Há também a necessidade de se reduzir os casos de violência obstétrica, quando a mulher grávida tem seus direitos violados num momento de extrema vulnerabilidade. Não há dados capazes de avaliar o quanto a possibilidade de uma agressão colocar mulheres no caminho de uma cesárea eletiva.

Ter acesso à informação torna a posição da mulher grávida mais assertiva em relação ao cuidado que recebe no pré-natal e no parto. Ter mulheres informadas no consultório, acreditamos, pode ajudar médicos a serem mais atentos e respeitosos aos desejos e anseios de suas pacientes.

De fato, profissionais com altas taxas de cesárea podem ter diversas razões para isto. Tais explicações podem ser exigidas dentro do consultório, na relação entre a mulher grávida e o profissional que a atende. Mas como a futura mãe poderá saber o que perguntar se há poucos dados públicos disponíveis sobre a atuação profissional do médico?

Os dados em si não dizem que um profissional ou estabelecimento é melhor que o outro. Mas indicam que, apesar da Organização Mundial de Saúde indicar que a taxa de cesária ideal deve ser, no máximo de 15%, em Curitiba os dados do Sistema de Informação de Nascidos Vivos (Sinasc) apontam que dos cerca de 35 mil nascimentos que aconteceram por ano na cidade, entre 2014 e 2017, em média 61,22% foram cesáreas.

Esse resultado considera tanto partos realizados pelo SUS quanto na medicina privada. Quando olhamos os dados das maternidades que atendem exclusivamente pacientes de planos privados, o índice passa dos 80%, muito mais do que preconiza a OMS.

Cinco anos após a primeira divulgação desses dados em Curitiba, o projeto Nascer Bem volta a funcionar, dessa vez dentro do Plural.
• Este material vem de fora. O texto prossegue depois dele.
PR #824, opened 2016-12-20
Fork out AJAX function for re-use

wpsmith:
Need to fork out AJAX JS function so that it can be reused by extension plugins without doing more work.

### DIFF
--- a/js/cmb2.js
+++ b/js/cmb2.js
@@ -914,7 +914,7 @@ window.CMB2 = window.CMB2 || {};
 			error: function(response) {
 				cmb.log('onError', response);
 				cbs.error.call(self, response);
-			}
+			},
 			success: function(response) {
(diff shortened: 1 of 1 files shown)


jtsternberg:
hmm, the way this PR is structured with the massive white-space changes, it will be extremely hard to review. Can you make the scope of this PR very narrow, and open additional ones for the white-space changes, etc? JS hint globals definitions are not needed as they are handled in the [gruntfile](https://github.com/WebDevStudios/CMB2/blob/trunk/Gruntfile.js#L198).

tw2113:
@wpsmith any chance that you could provide a refresh of this one, seeing that the `js/cmb2.js` is finding conflicts.

@jtsternberg for what it's worth, GitHub offers the ability to ignore whitespace changes in the "diff settings" button, right next to the "review changes" button.

PR #828, opened 2017-01-07
$.closest() instead of parents()

anhskohbo:
In case I have a `li` tag wrapper `.cmb-row`, click (x) button will remove li parent.
Fixed that with closest() method.


jtsternberg:
Thanks for submitting. Can you explain to me the scenario that makes this necessary? Not sure I understand the li tag wrapper thing.

anhskohbo:
My english is not good, so pls see this gif below :)

peek 2017-01-07 11-40

jtsternberg:
This update should fix the issue. I've introduced a shared class that it targets instead of the `li` element.

anhskohbo:
Thanks!

PR #201, opened 2018-07-19
feat: add functional test stage

giacomoguiulfo:


charts/cloudserver/values.yaml
```diff
@@ -53,6 +53,8 @@ proxy:
   https: ""
   caCert: false
 
+env: {}
```
ssalaues: See line 28

charts/cloudserver/templates/manager-deployment.yaml
```diff
@@ -39,10 +39,10 @@ spec:
               value: {{ $value | quote }}
             {{- end }}
           args: ['npm', 'run', 'start_s3server']
-          livenessProbe:
```
tcarmet, line 42: You guys are still having the same issue (pod getting killed by kubernetes) to make it work I disabled the liveness probe on the deployment:
https://github.com/scality/Zenko/blob/13c3e4adbc7ce0db367e7e5f05b9985f66b784c5/charts/cloudserver/templates/deployment.yaml#L45-L48
and not on the `manager-deployment`

Don't know if you guys tried it yet, just dropping the info here :)

eve/main.yml
```diff
@@ -166,6 +166,29 @@ stages:
...
+        env:
+          <<: *global_env
+    - ShellCommand:
+        name: Wait for cloudserver
+        command: sleep 30
+    - ShellCommandWithSecrets:
+        name: Zenko Functional Tests
+        command: |-
+          CLOUDSERVER_POD=$(kubectl get pods --no-headers=true -o custom-columns=:metadata.name | grep cloudserver-manager)
+          kubectl exec $CLOUDSERVER_POD -- bash -c "npm run install_ft_deps"
```
tcarmet: There's no way you guys can apply the same "workflow" that you use for other tests?
```
building a test image -> push to registry -> run with proper commands to test stuff. 
```
I'm curious to know if this is what is causing the liveness probe to fail. (Note that I might be super wrong here as I don't know much about cloudserver :) )

eve/main.yml
```diff
@@ -166,6 +166,29 @@ stages:
         env:
           <<: *global_env
     - ShellCommandWithSecrets: *test_zenko
+    - ShellCommandWithSecrets:
```
tcarmet: When rebasing your branch, note that `ShellCommandWithSecrets` will be deprecated in future eve releases. Just use `ShellCommand` instead.

eve/main.yml
giacope: Yes, that'll be better 🙂

charts/cloudserver/templates/manager-deployment.yaml
giacope: Interesting... I don't see why the non managers will be involved since they are not getting requests at all AFAIK. But these setup needs to be completely refactored. Thanks 👍

giacope:
Closing due to inactivity and because this is very outdated.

Nas próximas quatro semanas o portal irá publicar um banco de dados completo, com informações sobre os partos realizados na capital, inclusive informações sobre números de partos feitos por cada médico da cidade.

Essa informações vão ajudar as mães a continuar a tomar decisões sobre seus corpos, seus filhos e sua via de parto. Mas principalmente esses dados vão garantir que se cumpra a lei e se respeite o direito de cada mulher de ter acesso a informações para exercer seu direito de livre escolha de verdade.